[Saved entries]
PR #2004, opened 2022-04-17
fix(report): truncate a description before escaping in ASFF template

afdesk:
## Description
there was an error for large descriptions:
```sh
$ cat result.asff | jq '.Findings'
parse error: Invalid string: control characters from U+0000 through U+001F must be escaped at line ...
```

◆ **Aim of the task**
Looking at the data above, show all lines where the word "error" occurs.

◆ **Answer space**
there was an error for large descriptions:
parse error: Invalid string: control characters from U+0000 through U+001F must be escaped at line ...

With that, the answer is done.